Task objective
The whole listing is to be transcribed exactly as it stands.

*** Begin section ***

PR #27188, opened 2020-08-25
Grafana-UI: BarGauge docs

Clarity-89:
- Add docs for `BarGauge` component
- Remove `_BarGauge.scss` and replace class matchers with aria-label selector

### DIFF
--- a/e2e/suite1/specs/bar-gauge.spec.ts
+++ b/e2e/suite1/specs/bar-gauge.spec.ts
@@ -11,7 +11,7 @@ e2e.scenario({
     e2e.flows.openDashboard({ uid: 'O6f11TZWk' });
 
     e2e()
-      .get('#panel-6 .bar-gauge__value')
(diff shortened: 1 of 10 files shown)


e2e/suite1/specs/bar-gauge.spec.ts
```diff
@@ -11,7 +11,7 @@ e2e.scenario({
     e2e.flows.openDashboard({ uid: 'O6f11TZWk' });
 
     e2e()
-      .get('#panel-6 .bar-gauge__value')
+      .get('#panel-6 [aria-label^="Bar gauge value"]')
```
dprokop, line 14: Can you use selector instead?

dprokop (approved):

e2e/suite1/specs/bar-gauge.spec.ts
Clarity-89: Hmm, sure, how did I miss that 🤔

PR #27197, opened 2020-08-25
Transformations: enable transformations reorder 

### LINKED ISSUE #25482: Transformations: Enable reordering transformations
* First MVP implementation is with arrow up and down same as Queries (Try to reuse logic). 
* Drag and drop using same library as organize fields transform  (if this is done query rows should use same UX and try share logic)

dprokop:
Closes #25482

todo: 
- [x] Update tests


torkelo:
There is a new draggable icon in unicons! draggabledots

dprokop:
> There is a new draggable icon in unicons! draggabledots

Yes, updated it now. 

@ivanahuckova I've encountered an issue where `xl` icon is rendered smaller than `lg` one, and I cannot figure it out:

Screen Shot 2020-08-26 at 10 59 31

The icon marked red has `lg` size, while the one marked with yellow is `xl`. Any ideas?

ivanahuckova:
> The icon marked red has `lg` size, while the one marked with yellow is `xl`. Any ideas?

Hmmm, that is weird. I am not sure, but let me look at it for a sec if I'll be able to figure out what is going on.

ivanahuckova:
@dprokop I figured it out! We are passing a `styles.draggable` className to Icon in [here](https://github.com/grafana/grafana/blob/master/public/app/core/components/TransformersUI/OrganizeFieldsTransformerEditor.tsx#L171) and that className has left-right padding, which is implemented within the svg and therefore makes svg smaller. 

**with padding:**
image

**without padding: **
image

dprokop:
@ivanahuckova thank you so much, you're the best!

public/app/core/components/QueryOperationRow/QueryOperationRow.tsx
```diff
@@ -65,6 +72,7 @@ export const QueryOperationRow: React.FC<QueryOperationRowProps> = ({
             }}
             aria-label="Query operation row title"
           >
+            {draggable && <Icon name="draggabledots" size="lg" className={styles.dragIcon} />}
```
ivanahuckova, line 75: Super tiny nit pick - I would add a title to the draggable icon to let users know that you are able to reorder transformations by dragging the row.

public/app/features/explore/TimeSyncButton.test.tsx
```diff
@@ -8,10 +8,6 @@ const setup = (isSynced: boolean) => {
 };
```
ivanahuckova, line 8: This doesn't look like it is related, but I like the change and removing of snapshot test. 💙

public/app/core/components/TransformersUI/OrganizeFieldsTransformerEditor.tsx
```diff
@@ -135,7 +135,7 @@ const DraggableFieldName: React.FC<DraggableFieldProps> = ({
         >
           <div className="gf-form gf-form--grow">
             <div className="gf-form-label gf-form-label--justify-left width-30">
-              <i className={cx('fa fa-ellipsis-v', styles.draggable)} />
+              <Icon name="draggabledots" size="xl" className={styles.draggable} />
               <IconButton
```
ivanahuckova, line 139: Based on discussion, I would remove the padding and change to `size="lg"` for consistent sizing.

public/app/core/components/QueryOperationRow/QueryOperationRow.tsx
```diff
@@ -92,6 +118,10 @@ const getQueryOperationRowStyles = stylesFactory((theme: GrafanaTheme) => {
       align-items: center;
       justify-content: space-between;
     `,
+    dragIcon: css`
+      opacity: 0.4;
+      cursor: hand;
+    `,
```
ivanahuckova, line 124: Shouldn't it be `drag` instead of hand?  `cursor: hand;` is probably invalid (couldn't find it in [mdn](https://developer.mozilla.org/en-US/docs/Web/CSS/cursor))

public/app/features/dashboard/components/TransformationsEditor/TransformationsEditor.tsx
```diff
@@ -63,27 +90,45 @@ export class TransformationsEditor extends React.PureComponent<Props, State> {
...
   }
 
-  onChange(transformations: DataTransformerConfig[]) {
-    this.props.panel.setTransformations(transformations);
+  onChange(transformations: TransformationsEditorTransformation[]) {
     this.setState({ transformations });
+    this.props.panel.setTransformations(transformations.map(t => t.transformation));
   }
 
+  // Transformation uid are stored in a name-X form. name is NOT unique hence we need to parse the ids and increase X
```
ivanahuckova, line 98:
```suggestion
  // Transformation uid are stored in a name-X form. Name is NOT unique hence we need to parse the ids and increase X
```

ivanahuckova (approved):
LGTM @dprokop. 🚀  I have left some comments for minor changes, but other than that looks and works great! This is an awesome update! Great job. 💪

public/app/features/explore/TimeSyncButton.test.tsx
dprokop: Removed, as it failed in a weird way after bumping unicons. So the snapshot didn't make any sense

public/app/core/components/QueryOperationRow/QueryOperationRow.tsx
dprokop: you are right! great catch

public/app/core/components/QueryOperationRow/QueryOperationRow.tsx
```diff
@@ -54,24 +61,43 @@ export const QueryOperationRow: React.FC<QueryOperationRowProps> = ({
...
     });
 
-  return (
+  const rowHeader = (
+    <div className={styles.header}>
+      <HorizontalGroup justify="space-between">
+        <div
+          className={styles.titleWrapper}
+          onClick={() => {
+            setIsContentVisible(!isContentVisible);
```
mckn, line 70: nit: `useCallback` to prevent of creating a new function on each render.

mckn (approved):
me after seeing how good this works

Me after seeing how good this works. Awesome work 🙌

*** End section ***

Exercise output
PR #27188, opened 2020-08-25
Grafana-UI: BarGauge docs

Clarity-89:
- Add docs for `BarGauge` component
- Remove `_BarGauge.scss` and replace class matchers with aria-label selector

### DIFF
--- a/e2e/suite1/specs/bar-gauge.spec.ts
+++ b/e2e/suite1/specs/bar-gauge.spec.ts
@@ -11,7 +11,7 @@ e2e.scenario({
     e2e.flows.openDashboard({ uid: 'O6f11TZWk' });
 
     e2e()
-      .get('#panel-6 .bar-gauge__value')
(diff shortened: 1 of 10 files shown)


e2e/suite1/specs/bar-gauge.spec.ts
```diff
@@ -11,7 +11,7 @@ e2e.scenario({
     e2e.flows.openDashboard({ uid: 'O6f11TZWk' });
 
     e2e()
-      .get('#panel-6 .bar-gauge__value')
+      .get('#panel-6 [aria-label^="Bar gauge value"]')
```
dprokop, line 14: Can you use selector instead?

dprokop (approved):

e2e/suite1/specs/bar-gauge.spec.ts
Clarity-89: Hmm, sure, how did I miss that 🤔

PR #27197, opened 2020-08-25
Transformations: enable transformations reorder 

### LINKED ISSUE #25482: Transformations: Enable reordering transformations
* First MVP implementation is with arrow up and down same as Queries (Try to reuse logic). 
* Drag and drop using same library as organize fields transform  (if this is done query rows should use same UX and try share logic)

dprokop:
Closes #25482

todo: 
- [x] Update tests


torkelo:
There is a new draggable icon in unicons! draggabledots

dprokop:
> There is a new draggable icon in unicons! draggabledots

Yes, updated it now. 

@ivanahuckova I've encountered an issue where `xl` icon is rendered smaller than `lg` one, and I cannot figure it out:

Screen Shot 2020-08-26 at 10 59 31

The icon marked red has `lg` size, while the one marked with yellow is `xl`. Any ideas?

ivanahuckova:
> The icon marked red has `lg` size, while the one marked with yellow is `xl`. Any ideas?

Hmmm, that is weird. I am not sure, but let me look at it for a sec if I'll be able to figure out what is going on.

ivanahuckova:
@dprokop I figured it out! We are passing a `styles.draggable` className to Icon in [here](https://github.com/grafana/grafana/blob/master/public/app/core/components/TransformersUI/OrganizeFieldsTransformerEditor.tsx#L171) and that className has left-right padding, which is implemented within the svg and therefore makes svg smaller. 

**with padding:**
image

**without padding: **
image

dprokop:
@ivanahuckova thank you so much, you're the best!

public/app/core/components/QueryOperationRow/QueryOperationRow.tsx
```diff
@@ -65,6 +72,7 @@ export const QueryOperationRow: React.FC<QueryOperationRowProps> = ({
             }}
             aria-label="Query operation row title"
           >
+            {draggable && <Icon name="draggabledots" size="lg" className={styles.dragIcon} />}
```
ivanahuckova, line 75: Super tiny nit pick - I would add a title to the draggable icon to let users know that you are able to reorder transformations by dragging the row.

public/app/features/explore/TimeSyncButton.test.tsx
```diff
@@ -8,10 +8,6 @@ const setup = (isSynced: boolean) => {
 };
```
ivanahuckova, line 8: This doesn't look like it is related, but I like the change and removing of snapshot test. 💙

public/app/core/components/TransformersUI/OrganizeFieldsTransformerEditor.tsx
```diff
@@ -135,7 +135,7 @@ const DraggableFieldName: React.FC<DraggableFieldProps> = ({
         >
           <div className="gf-form gf-form--grow">
             <div className="gf-form-label gf-form-label--justify-left width-30">
-              <i className={cx('fa fa-ellipsis-v', styles.draggable)} />
+              <Icon name="draggabledots" size="xl" className={styles.draggable} />
               <IconButton
```
ivanahuckova, line 139: Based on discussion, I would remove the padding and change to `size="lg"` for consistent sizing.

public/app/core/components/QueryOperationRow/QueryOperationRow.tsx
```diff
@@ -92,6 +118,10 @@ const getQueryOperationRowStyles = stylesFactory((theme: GrafanaTheme) => {
       align-items: center;
       justify-content: space-between;
     `,
+    dragIcon: css`
+      opacity: 0.4;
+      cursor: hand;
+    `,
```
ivanahuckova, line 124: Shouldn't it be `drag` instead of hand?  `cursor: hand;` is probably invalid (couldn't find it in [mdn](https://developer.mozilla.org/en-US/docs/Web/CSS/cursor))

public/app/features/dashboard/components/TransformationsEditor/TransformationsEditor.tsx
```diff
@@ -63,27 +90,45 @@ export class TransformationsEditor extends React.PureComponent<Props, State> {
...
   }
 
-  onChange(transformations: DataTransformerConfig[]) {
-    this.props.panel.setTransformations(transformations);
+  onChange(transformations: TransformationsEditorTransformation[]) {
     this.setState({ transformations });
+    this.props.panel.setTransformations(transformations.map(t => t.transformation));
   }
 
+  // Transformation uid are stored in a name-X form. name is NOT unique hence we need to parse the ids and increase X
```
ivanahuckova, line 98:
```suggestion
  // Transformation uid are stored in a name-X form. Name is NOT unique hence we need to parse the ids and increase X
```

ivanahuckova (approved):
LGTM @dprokop. 🚀  I have left some comments for minor changes, but other than that looks and works great! This is an awesome update! Great job. 💪

public/app/features/explore/TimeSyncButton.test.tsx
dprokop: Removed, as it failed in a weird way after bumping unicons. So the snapshot didn't make any sense

public/app/core/components/QueryOperationRow/QueryOperationRow.tsx
dprokop: you are right! great catch

public/app/core/components/QueryOperationRow/QueryOperationRow.tsx
```diff
@@ -54,24 +61,43 @@ export const QueryOperationRow: React.FC<QueryOperationRowProps> = ({
...
     });
 
-  return (
+  const rowHeader = (
+    <div className={styles.header}>
+      <HorizontalGroup justify="space-between">
+        <div
+          className={styles.titleWrapper}
+          onClick={() => {
+            setIsContentVisible(!isContentVisible);
```
mckn, line 70: nit: `useCallback` to prevent of creating a new function on each render.

mckn (approved):
me after seeing how good this works

Me after seeing how good this works. Awesome work 🙌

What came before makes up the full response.